PR #25, opened 2025-04-14
preflight

wenxie-amd:


tools/preflight/preflight_perf_test.py
```diff
@@ -0,0 +1,945 @@
...
+                        log(f"{hostname:<{max_len}} {node_id:<5} {rank:<5} {' '.join(formatted_values)}")
+                        f.write(f"| {hostname} | {node_id} | {rank} | {' | '.join(formatted_values)}|\n")
+                    f.write(f"\n")
+
+                    if not args.plot:
+                        continue
+
+                log(f"=======Plot IntraNode {case_name} Bandwidth=======")
+                with open(args.markdown_file, "a", encoding="utf-8") as f:
+                    f.write(f"=======Plot InterNode {case_name} Bandwidth=======\n")
```
lhzhang333: should be "... Plot IntraNode ..."

wenxie-amd: Fixed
++++++++
■ INSTRUCTIONS FOR THE TASK ■
From the listing, reproduce every line where the word "preflight" is present.

■ SOLUTION TO THE PROBLEM ■
preflight
tools/preflight/preflight_perf_test.py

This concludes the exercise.